A group of 42 consecutive cases were exactly examined before surgery. The occurrence, the location, and the irradiation of the Tinel sign was repeatedly registered. There were cases which did not show a Tinel sign, there were cases with a positive Tinel sign irradiating towards the neck and the auricle. There were cases with a positive Tinel sign irradiating into the arm, corresponding to the skin territory of a spinal nerve. The hypothesis was that no Tinel sign speaks for root avulsion, a positive Tinel sign with radiation outside of the extremity speaks for a lesion of the cervical plexus, and a positive Tinel sign with irradiation into the territory of a spinal nerve is a strong argument that at least one root is not avulsed.
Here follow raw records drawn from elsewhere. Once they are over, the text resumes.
PR #231, opened 2018-11-07
[WIP] Rpc client refactor

torkelrogstad:
Here's the changes in 0.16 => 0.17, from official [docs](https://bitcoin.org/en/release/v0.17.0#label-and-account-apis-for-wallet).

There was big changes in how accounts are handled. Here's the changes relating to that:

Deprecated Method | New Method | Notes | Status 
-- | -- | -- | --
getaccount | getaddressinfo | getaddressinfo returns a json object with address information instead of just the name of the account as a string. | *Almost done*. `DateTime` chrases horribly 
getaccountaddress | n/a | There is no replacement for getaccountaddress since labels do not have an associated receive address. | **Done**
getaddressesbyaccount | getaddressesbylabel | getaddressesbylabel returns a json object with the addresses as keys, instead of a list of strings. | Not done 
getreceivedbyaccount | getreceivedbylabel | no change in behavior | **done** 
listaccounts | listlabels | listlabels does not return a balance or accept minconf and watchonly arguments. | Not done 
listreceivedbyaccount | listreceivedbylabel | Both methods return new labelfields, along with account fields for backward compatibility. | Not done 
move | n/a | no replacement | **Done**
sendfrom | n/a | no replacement | **Done**
setaccount | setlabel | Both methods now: <ul><li>allow assigning labels to any address, instead of raising an error if the address is not receiving address.<li>delete the previous label associated with an address when the final address using that label is reassigned to a different label, instead of making an implicit getaccountaddress call to ensure the previous label still has a receiving address. | Not done 

There was also minor changes to other RPC methods:

Changed Method | Notes | Status
-- | -- | -- 
addmultisigaddress  | Renamed account named parameter to label. Still accepts account for backward compatibility if running with ‘-deprecatedrpc=accounts’.  | Not done 
getnewaddress | Renamed account named parameter to label. Still accepts account for backward compatibility. if running with ‘-deprecatedrpc=accounts’ | Not done 
listunspent | Returns new label fields. account field will be returned for backward compatibility if running with ‘-deprecatedrpc=accounts’ | Not done 
sendmany | The account named parameter has been renamed to dummy. If provided, the dummy parameter must be set to the empty string, unless running with the -deprecatedrpc=accounts argument (in which case functionality is unchanged). | Not done 
listtransactions  | The account named parameter has been renamed to dummy. If provided, the dummy parameter must be set to the string *, unless running with the -deprecatedrpc=accounts argument (in which case functionality is unchanged). | Not done 
getbalance | account, minconf and include_watchonly parameters are deprecated, and can only be used if running with ‘-deprecatedrpc=accounts’ | Not done


rpc/src/main/scala/org/bitcoins/rpc/client/Client.scala
```diff
@@ -0,0 +1,168 @@
...
+  /**
+    * This is here (and not in BitcoindJsonWrriters)
+    * so that the implicit network val is accessible
+     */
+  implicit object ECPrivateKeyWrites extends Writes[ECPrivateKey] {
+    override def writes(o: ECPrivateKey): JsValue = JsString(o.toWIF(network))
+  }
+
+  implicit val eCPrivateKeyWrites: Writes[ECPrivateKey] = ECPrivateKeyWrites
+  implicit val importMultiAddressWrites: Writes[RpcOpts.ImportMultiAddress] =
```
torkelrogstad, line 40: If I move this implicit and the one below it anywhere else (like `RpcOpts` or `BitcoindJsonWriters`), I get an error. I don't understand why that is. Is it possible to get an explanation for that?

rpc/src/main/scala/org/bitcoins/rpc/client/Client.scala
```diff
@@ -0,0 +1,168 @@
...
+import java.util.UUID
+
+import akka.http.javadsl.model.headers.HttpCredentials
+import akka.http.scaladsl.Http
+import akka.http.scaladsl.model._
+import akka.stream.ActorMaterializer
+import akka.util.ByteString
+import org.bitcoins.core.config.NetworkParameters
+import org.bitcoins.core.crypto.ECPrivateKey
+import org.bitcoins.rpc.serializers.BitcoindJsonWriters._
```
torkelrogstad: This line show's as unused in Intellij (and is removed if I use the optimize imports), but I need the implicits in there to get it to compile. Am I doing something wrong?

nkohen: Nope, you’re just fine, IntelliJ just isn’t smart enough to see some implicit that are called within others

rpc/src/main/scala/org/bitcoins/rpc/client/Client.scala
nkohen: These implicits depend on Writes[ECPrivateKey] since the case classes contain an ECPrivateKey and so that Writes must be in scope where these are defined

rpc/src/main/scala/org/bitcoins/rpc/client/Client.scala
torkelrogstad: Is it possible to prevent Intellij from removing that line on import optimization?

torkelrogstad:
The only failing tests seem to be a timeout issue.

rpc/src/main/scala/org/bitcoins/rpc/client/BlockchainRpc.scala
```diff
@@ -0,0 +1,196 @@
...
+import org.bitcoins.rpc.serializers.BitcoindJsonReaders._
+import org.bitcoins.rpc.serializers.BitcoindJsonSerializers._
+import play.api.libs.json.{ JsBoolean, JsNumber, JsString }
+
+import scala.concurrent.Future
+
+/**
+ * RPC calls related to querying the state of the blockchain
+ */
+protected trait BlockchainRpc extends Client {
```
nkohen: In general we should leave these top level traits public and using protected/private for lower level `def`s and `val`s

rpc/src/main/scala/org/bitcoins/rpc/client/Client.scala
```diff
@@ -0,0 +1,168 @@
...
+  }
+
+  implicit val eCPrivateKeyWrites: Writes[ECPrivateKey] = ECPrivateKeyWrites
+  implicit val importMultiAddressWrites: Writes[RpcOpts.ImportMultiAddress] =
+    Json.writes[RpcOpts.ImportMultiAddress]
+  implicit val importMultiRequestWrites: Writes[RpcOpts.ImportMultiRequest] =
+    Json.writes[RpcOpts.ImportMultiRequest]
+
+  protected val resultKey: String = "result"
+  protected val errorKey: String = "error"
```
nkohen: Could these be private?

nkohen (commented):
Looking pretty good! I think it would also be a good idea to split up the giant test into multiple files mirroring what has been done here (i.e. each test tests a call so calls in the same file should have tests in the same file but not just one big test file). Don't bother cleaning up the giant ugly tests full of lambdas if you don't want to (I wouldn't :P) but just copy and paste them over to new files

rpc/src/main/scala/org/bitcoins/rpc/client/BlockchainRpc.scala
torkelrogstad: My reasoning was that these traits will only be used by `BitcoindRpcClient`. If they're public they will "pollute" the global import scope (what Intellij suggests as imports). Or is there something I have misunderstood?

Christewart: I think you have a good understanding of how they work, but it is fairly uncommon in Scala to use access modifiers on `trait` or `class`. The most common access modifier at the trait level is `sealed` which is used to create an algebraic data type. 

I think we can have a discussion later about doing access modifiers on these traits, but let's table it for now.

rpc/src/test/scala/org/bitcoins/rpc/TestUtil.scala
```diff
@@ -73,7 +73,11 @@ trait TestUtil extends BitcoinSLogger {
     } else firstAttempt
   }
 
-  def startServers(servers: Vector[BitcoindRpcClient])(implicit system: ActorSystem): Unit = {
+  /**
+   * Starts the given servers, and waits for them (in a blocking manner)
+   * until they are started.
+   */
+  def startServers(servers: BitcoindRpcClient*)(implicit system: ActorSystem): Unit = {
```
Christewart, line 83: A word of caution here with `*` (var args) is performance considerations. Scala actually has a very complicated story with collections and performance. `Vector` is usually the best performing general data structure. 

I think this is ok to be using in test code, but would push back against using var args in source code. 

Here is an article that talks more about scala collections performance:

http://www.lihaoyi.com/post/BenchmarkingScalaCollections.html

https://docs.scala-lang.org/overviews/collections/performance-characteristics.html

rpc/src/test/scala/org/bitcoins/rpc/TestUtil.scala
```diff
@@ -92,7 +96,7 @@ trait TestUtil extends BitcoinSLogger {
     to: BitcoindRpcClient,
     duration: FiniteDuration = 100.milliseconds,
     maxTries: Int = 50)(implicit system: ActorSystem): Unit = {
-    implicit val ec = system.dispatcher
+    implicit val ec: ExecutionContextExecutor = system.dispatcher
```
Christewart: This should probably be typed as 

```scala
implicit val ec: ExecutionContext = system.dispatcher
```

The `ExecutionContext` is what is required by `.map` or `flatMap` to execute

rpc/src/test/scala/org/bitcoins/rpc/TestUtil.scala
torkelrogstad: Allright. Var args are cool so I wanted to use them here, didn't know they had performance implications!

rpc/src/main/scala/org/bitcoins/rpc/client/BlockchainRpc.scala
torkelrogstad: Does that mean I should keep the `protected` modifiers or remove them? I have no strong opinion on that

rpc/src/test/scala/org/bitcoins/rpc/TestUtil.scala
Christewart: It should be noted that they *can* -- but not necessarily -- have them. A bigger goal of mine is to improve performance in bitcoin-s, which means limiting what is possible in certain areas of the codebase. 

Somehthing like varargs if hard to reason about because you can pass in a lot of different things! :-). This is just test code though, so it isn't a huge concern here.

torkelrogstad: That totally makes sense!

rpc/src/main/scala/org/bitcoins/rpc/client/BlockchainRpc.scala
nkohen: I'd say remove them for now from the top-level traits and classes if you have them

rpc/src/main/scala/org/bitcoins/rpc/jsonmodels/WalletResult.scala
```diff
@@ -108,6 +110,18 @@ case class ReceivedAccount(
   lable: Option[String])
   extends WalletResult
 
+case class ReceivedLabel(
+  involvesWatchonly: Option[Boolean],
+  /**
```
Christewart, line 115: This was deprecated in `0.17` right? Technically I think we should use the `@deprecated` annotation on the method for now

rpc/src/main/scala/org/bitcoins/rpc/jsonmodels/WalletResult.scala
```diff
@@ -172,3 +186,34 @@ case class UnspentOutput(
...
+  scriptPubKey: ScriptPubKey,
+  ismine: Boolean,
+  iswatchonly: Boolean,
+  isscript: Boolean,
+  iswitness: Boolean,
+  // witness_version: Option[WitnessVersion],
+  // TODO something better here
+  witness_program: Option[String],
+  // TODO Option[Script]
+  script: Option[String],
```
Christewart: Probably `Option[ScriptPubKey]`

rpc/src/main/scala/org/bitcoins/rpc/jsonmodels/WalletResult.scala
```diff
@@ -172,3 +186,34 @@ case class UnspentOutput(
...
+case class AddressInfoResult(
+  address: BitcoinAddress,
+  scriptPubKey: ScriptPubKey,
+  ismine: Boolean,
+  iswatchonly: Boolean,
+  isscript: Boolean,
+  iswitness: Boolean,
+  // witness_version: Option[WitnessVersion],
+  // TODO something better here
+  witness_program: Option[String],
```
Christewart, line 200: `Option[ScriptWitness]`

rpc/src/main/scala/org/bitcoins/rpc/jsonmodels/WalletResult.scala
```diff
@@ -172,3 +186,34 @@ case class UnspentOutput(
...
+  // TODO Option[Script]
+  script: Option[String],
+  // TODO something better here
+  hex: String,
+  // TODO something better here
+  pubkeys: Option[Vector[ECPublicKey]],
```
Christewart: This looks ok?

rpc/src/main/scala/org/bitcoins/rpc/jsonmodels/WalletResult.scala
torkelrogstad: It's actually accounts that's deprecated, not labels. I was confused previously

rpc/src/main/scala/org/bitcoins/rpc/jsonmodels/WalletResult.scala
torkelrogstad: Possible values are:  `nonstandard, pubkey, pubkeyhash, scripthash, multisig, nulldata, witness_v0_keyhash, witness_v0_scripthash, witness_unknown`. `ScriptPubKey` is not that, if I've understood it correctly?

rpc/src/main/scala/org/bitcoins/rpc/jsonmodels/WalletResult.scala
torkelrogstad: There's no `Reads` for `ScriptWitness`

The intraoperative findings were carefully analyzed and compared to the prediction of the study of the Tinel Hoffmann sign. The result was that a negative Tinel sign is not conclusive. A positive Tinel sign, however with radiation in a certain area corresponded in all cases with the operative findings. A positive Tinel sign, therefore, is a strong argument that at least one root is not avulsed.